Is the mic position similar to the blue line before? Even there you got some improvement.

52 Hz will require a TON of absorption. I'm not convinced it's worth it d/t hearing sensitivity there. I guess if your like me, it's all important.

Looking good. Keep up the good work,

Dan


----------



## inter_voice (Oct 18, 2010)

DanTheMan said:


> Is the mic position similar to the blue line before? Even there you got some improvement.
> 
> 52 Hz will require a TON of absorption. I'm not convinced it's worth it d/t hearing sensitivity there. I guess if your like me, it's all important.
> 
> ...


Hi,

Yes, the mic. position was the same when I took all the recordings including the curves attached to this post.

I have put up a 3ft X 2ft x 3" thick acoustic tile on the ceiling mid way between my listening position and the speakers. To my ear the sound seems to be much clear and transparent. I took some REW readings and you may wish to comment if it is better than before.

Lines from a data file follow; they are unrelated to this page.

PR #874, opened 2025-01-22
[Feature] Check the available primary actions (edit, delete, view details) for each row on listing page.

maxim-f1:
# Description
SQLAdmin has a convenient system for accessing certain actions from CRUD. I decided to extend this functionality. Now you can define basic actions for a certain record in the list, with the help of events:
- **check_can_view_details**
- **check_can_edit**
- **check_can_delete** 

Example of using such functionality:

```python
class ExampleView(ModelView, model=Example):
    can_view_details = True
    can_edit = True
    can_delete = True

    column_list = (
        Example.id,
        Example.can_view_details,
        Example.can_edit,
        Example.can_delete
    )

    async def check_can_view_details(self, request: Request, model: Any) -> bool:
        """
        You can add a custom model attribute checker before view details.
        """
        if model.can_view_details is False:
            return False
        return self.can_view_details

    async def check_can_edit(self, request: Request, model: Any) -> bool:
        """
        You can add a custom model attribute checker before edit.
        """
        if model.can_edit is False:
            return False
        return self.can_edit

    async def check_can_delete(self, request: Request, model: Any) -> bool:
        """
        You can add a custom model attribute checker before delete.
        """
        if model.can_delete is False:
            return False
        return self.can_delete
```
The result is in the admin panel:

image

# Important issues
1. Seamless migration from older versions is provided, even customized **Admin** classes should not break.

### DIFF
--- a/.github/ISSUE_TEMPLATE/config.yml
+++ b/.github/ISSUE_TEMPLATE/config.yml
@@ -2,6 +2,6 @@
 blank_issues_enabled: false
 contact_links:
 - name: Questions
-  url: https://github.com/aminalaee/sqladmin/discussions
+  url: https://github.com/smithyhq/sqladmin/discussions
   about: >
     The "Discussions" forum is where you want to start. 💖
--- a/.github/workflows/publish.yml
+++ b/.github/workflows/publish.yml
@@ -15,7 +15,7 @@ jobs:
       - uses: "actions/checkout@v3"
       - uses: "actions/setup-python@v4"
         with:
-          python-version: 3.9
+          python-version: 3.12
       - name: "Install dependencies"
         run: pip install hatch
       - name: "Build package & docs"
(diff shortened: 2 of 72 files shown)


mmzeynalli (approved):
LGTM

mmzeynalli:
@maxim-f1 I just realized that, this part is redundant:

```python
if hasattr(model_view, "check_can_view_details"):  # model_view always have `check_can_view_details`, as it is inherited
            pk = request.path_params.get("pk")
            if pk is None or not isinstance(pk, str):
                raise ValueError(
                    f'pk not found in request.path_params "{request.path_params}"'
                )
            model = await model_view.get_object_for_details(request)
            can_view_details_row = await model_view.check_can_view_details(
                request, model
            )
            if can_view_details_row is not True:
                raise HTTPException(status_code=403)
```

No need for PR, i will fix it somewhere in between. Just letting you know

PR #877, opened 2025-02-03
feat: add CSV import with streaming progress and row-level validation

### LINKED ISSUE #933: Add import button
### Checklist

Now there is an export button, but there is no import button, it would be convenient in local development so as not to recreate the same data, it would be possible to export, and then be able to import them.

_No response_

_No response_

### Additional context

_No response_

alserious:
Adds opt-in CSV import to the model list page. Users upload a UTF-8 CSV file; the server validates each row (WTForms + foreign keys), optionally persists valid rows in a single transaction with per-row savepoints, and streams progress/results as NDJSON.

Import is disabled by default (can_import = False) and gated by check_can_import(request).

### ModelView configuration

| Option | Default | Purpose |
|--------|---------|---------|
| `can_import` | `False` | Enable import UI + endpoint |
| `column_import_list` | list page columns / PK | Columns expected in CSV |
| `column_import_exclude_list` | — | Exclude columns from import |
| `max_import_file_size` | 5 MiB | Max upload size |
| `import_max_rows` | `0` (unlimited) | Max data rows per file |
| `max_reported_missed_rows` | `100` | Cap on detailed error payload |

image


mmzeynalli (changes requested):

sqladmin/application.py
```diff
@@ -629,6 +641,58 @@ async def export(self, request: Request) -> Response:
...
+            relation_mapper = relation.mapper.class_
+
+            relation_objs = await model_view.get_relation_objects(relation_mapper)
+            if not relation_objs:
+                continue
+            for relation_obj in relation_objs:
+                for row in data:
+                    n_row = []
+                    for value in row.getlist(relation_name):
+                        if value == str(relation_obj):
```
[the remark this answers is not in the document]
alserious: Yes, it seems like this is the only way, as long as we don't use a primary key list. If we remove the relationship import, it won't be a problem.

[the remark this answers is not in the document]
mmzeynalli: @alserious this is nice feature. Do you plan to fix it so we can merge it?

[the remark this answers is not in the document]
alserious: @mmzeynalli removed the import of relations, simple import works

sqladmin/_queries.py
```diff
@@ -230,6 +230,42 @@ async def _insert_async(self, data: dict[str, Any], request: Request) -> Any:
...
+    def _insert_sync_many(
+        self, data: list[dict[str, Any]], request: Request
+    ) -> list[Any]:
+        objs = []
+        with self.model_view.session_maker(expire_on_commit=False) as session:
+            for row in data:
+                obj = self.model_view.model()
+                anyio.from_thread.run(
+                    self.model_view.on_model_change, row, obj, True, request
+                )
```
mmzeynalli: I believe this part wont work, as `obj` is not correct object. Please check `_insert_sync` and how they create obj and pass it to these functions

sqladmin/_queries.py
```diff
@@ -230,6 +230,42 @@ async def _insert_async(self, data: dict[str, Any], request: Request) -> Any:
...
+                obj = self._set_attributes_sync(session, obj, row)
+                objs.append(obj)
+            session.add_all(objs)
+            session.commit()
+            for obj, row in zip(objs, data):
+                anyio.from_thread.run(
+                    self.model_view.after_model_change, row, obj, True, request
```
mmzeynalli: same

sqladmin/_queries.py
```diff
@@ -230,6 +230,42 @@ async def _insert_async(self, data: dict[str, Any], request: Request) -> Any:
...
+                )
+        return objs
+
+    async def _insert_async_many(
+        self, data: list[dict[str, Any]], request: Request
+    ) -> list[Any]:
+        objs = []
+        async with self.model_view.session_maker(expire_on_commit=False) as session:
+            for row in data:
+                obj = self.model_view.model()
```
mmzeynalli: same

mmzeynalli: Also, do as you did above, user might want to change something between inserts in `after_model_change`

sqladmin/helpers.py
```diff
@@ -182,6 +183,24 @@ def stream_to_csv(
     return callback(writer)  # type: ignore
 
 
+def parse_csv(
+    csv_content: bytes, columns: list[str], delimiter: str = ","
+) -> list[MultiDict]:
+    if csv_content[:3] == b"\xef\xbb\xbf":
+        csv_content = csv_content[3:]
```
mmzeynalli, line 190: ?

sqladmin/models.py
```diff
@@ -1090,6 +1135,13 @@ async def delete_model(self, request: Request, pk: Any) -> None:
     async def insert_model(self, request: Request, data: dict) -> Any:
         return await Query(self).insert(data, request)
 
+    async def insert_many_models(
```
mmzeynalli: insert_models_many

mmzeynalli (changes requested):

mmzeynalli (approved):

sqladmin/helpers.py
vahidzhe: Instead of manually stripping the BOM, we can just decode with the `utf-8-sig` codec, it removes the BOM if present and is a no-op otherwise:

```python
try:
    _csv_content = csv_content.decode("utf-8-sig").splitlines()
except UnicodeDecodeError as exc:
    raise ValueError("CSV file must be UTF-8 encoded.") from exc
```

This drops the extra `if`/slice and handles the same Excel-exported CSV case.

sqladmin/application.py
```diff
@@ -756,6 +795,502 @@ async def export(self, request: Request) -> Response:
...
+                }
+            )
+
+            for line_number, row in enumerate(data, start=2):
+                await anyio.sleep(0)
+                if await request.is_disconnected():
+                    return
+
+                processed += 1
+                form = Form(row)
```
vahidzhe: Boolean values don't survive a round-trip. For non-nullable Boolean columns the scaffolded form uses a plain `BooleanField`, whose `false_values` is `(False, "false", "")`  so a CSV cell containing `False` (exactly what the exporter writes), or `0` / `no` / `off`, all validate to `True`. `helpers._coerce_bool` already implements the correct semantics; either reuse it for boolean columns before feeding the form, or use a `BooleanField` subclass with a wider `false_values` for the import form. An export -> import -> compare test would catch this.

sqladmin/application.py
```diff
@@ -756,6 +795,502 @@ async def export(self, request: Request) -> Response:
...
+                if not form.validate():
+                    row_errors.update(form.errors)
+
+                row_data = {col: row.get(col) for col in model_view._import_prop_names}
+                form_data_dict = self._denormalize_wtform_data(
+                    form.data,
+                    model_view.model,
+                )
+
+                # Import forms may omit FK columns (when form_include_pk=False).
```
vahidzhe: Columns kept from `row_data` here bypass type coercion entirely, so a FK column like `user_id` reaches `setattr()` as the raw string `"5"`. `_validate_foreign_key_values` already coerces the value via `coerce_column_value()` for the existence check, but the coerced value is discarded. On PostgreSQL/asyncpg this fails with a type error for any non-string column that isn't present in the form (FKs, PKs, ints, dates). Suggest coercing here , `coerce_column_value(mapper.columns[name], value)` , and turning a coercion failure into a row-level error instead of an unhandled exception.

mmzeynalli (approved):

aminalaee:
Great work @mmzeynalli  🚀

PR #880, opened 2025-02-08
Added a red asterisk (*) in front of the field name, which is not nullable.

maxim-f1:
Added a red asterisk (*) in front of the field name, which is not nullable.


aminalaee (approved):
Always look forward to UI improvements 👍

PR #883, opened 2025-02-17
Add model convertors docs.

Vasiliy566:
I encountered a big problem when trying to figure out how to change the default for an empty JSONField on the create and edit pages - I would like to add a note to the documentation about the model_converter and their use.


Vasiliy566:
@aminalaee

aminalaee (approved):

PR #890, opened 2025-03-13
Do not join the same model twice or more in search_query

aleksei-udalov:
Hello, thank you for this great project.

When I execute the query described in tests/test_models.py:test_search_query I'm getting the following error:

```
sqlalchemy.exc.OperationalError: (sqlite3.OperationalError) ambiguous column name: users.name
[SQL: SELECT count(*) AS count_1 
FROM (SELECT addresses.id AS id, addresses.name AS name, addresses.user_id AS user_id 
FROM addresses JOIN users ON users.id = addresses.user_id JOIN users ON users.id = addresses.user_id JOIN profiles ON users.id = profiles.user_id
WHERE lower(CAST(users.name AS VARCHAR)) LIKE lower(?) OR lower(CAST(profiles.role AS VARCHAR)) LIKE lower(?) ORDER BY addresses.id ASC) AS anon_1]
[parameters: ('%tt%', '%tt%')]

```
This also happens when using the Postgres:
`sqlalchemy.exc.ProgrammingError: (psycopg.errors.DuplicateAlias) table name "users" specified more than once`

And happens both in sqlalchemy 1.4 and 2.0.

So I tried to fix it.


aleksei-udalov:
Also there seems to be a problem with mkdocs-autorefs which causes CI to fall: https://github.com/mkdocstrings/autorefs/issues/68

mmzeynalli:
@aleksei-udalov  updates?

mmzeynalli:
Closing due to inactivity. Also, this PR is identical to #983.

PR #891, opened 2025-03-13
Bump versions for mkdocs and related

aleksei-udalov:
`hatch run docs:build` are falling like here: https://github.com/mkdocstrings/autorefs/issues/68
For example https://github.com/aminalaee/sqladmin/pull/890


aminalaee:
Sorry I saw this too late, I don't think it's needed anymore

I have ordered some more acoustic tiles from e-Bay and what I will do is to double the thickness of the acoustic tiles at the back of my listening position from 45mm to 90mm. I hope it will have some improvement to the low frequency FR. 

Best Regards
Willy


----------



## DanTheMan (Oct 12, 2009)

That does look much improved! That 2-300Hz dip is probably an SBIR thing I'd Guess.

Dan


----------



## inter_voice (Oct 18, 2010)

DanTheMan said:


> That does look much improved! That 2-300Hz dip is probably an SBIR thing I'd Guess.
> 
> Dan


Hi Dan,

My acoustic foam arrived a few days ago and I have doubled my original absorber thickness from 25mm to 50mm and from 40mm to 80mm. I have generated a number of REW plots for your reference.

The FR has small improvement but the various dips at low frequencies are still there. Most probably they are caused by SBIR as you mentioned to me before. The ETC shows that I have get rid of some of the early reflections and the waterfall looks acceptable to me. RT60 at high freq. has reduced due to more absorbers are used but I think they are still within reasonable limits.

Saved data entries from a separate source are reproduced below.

PR #911, opened 2025-05-07
export csv/json in utf-8

alserious:
Exporting non-ASCII data get issues

image

~~`encoding = "utf_8_sig"` added because MS Excel requires bytes signature `"\xEF\xBB\xBF"`~~
set `encoding = "utf-8"`

### DIFF
--- a/sqladmin/helpers.py
+++ b/sqladmin/helpers.py
@@ -153,10 +153,9 @@ class _PseudoBuffer:
     """
 
     encoding = "utf_8_sig"
-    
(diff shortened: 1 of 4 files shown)


aminalaee:
Hey, will you please take a look?

alserious:
> Hey, will you please take a look?

Yes, thank you. I changed `utf-8-sig` to `utf-8` think it's best practice. Tests passed local, but stuck in ci pipeline.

Overall the sound quality and music is ear friendly to me and I believe this is the most I can do at this moment due to constraints as a result of system placement and the size of my room. I agree with you that I need TONs of absorbers and diffusers to smooth out the low frequency response which may not be cost effective due to sensitivity of human ears. I will leave this dips as they are as I don't think I can hear any big differences even if I smooth them out.

From now on I will sit back and enjoy my music whenever I have the time. Lastly thanks to all who have offered their valuable advices to me.

Best wishes to all.
Willy


----------



## DanTheMan (Oct 12, 2009)

Measurements look pretty good to me!

Dan


----------



## fractile (Mar 15, 2009)

Yeah, the brick walls look pretty good (balanced) with higher frequencies. Raising and lowering the room modes and lulls: priceless


----------



## inter_voice (Oct 18, 2010)

fractile said:


> Yeah, the brick walls look pretty good (balanced) with higher frequencies. Raising and lowering the room modes and lulls: priceless


Hi,

To further improve my listening environment I have put up two 4" foam absorbers in the ceiling, one in the reflection point while the other right on top of my listening position. A 1'X1' triangular corner bass trap is placed at one of the the front wall corners. I have uploaded a few photos here for your reference. You can also see in the wall unit I have put inside it 2 bass traps and filled the back space with acoustic tiles behind the LCD TV to avoid heavy bass and reflections. I try to make the front wall dead. The two speakers are sit on a thick foam absorbers to damp out vibrations to the wall unit as my CD player is placed in the shelf underneath. You can also see the back wall are filled with various shapes of acoustic tiles as wall decorations.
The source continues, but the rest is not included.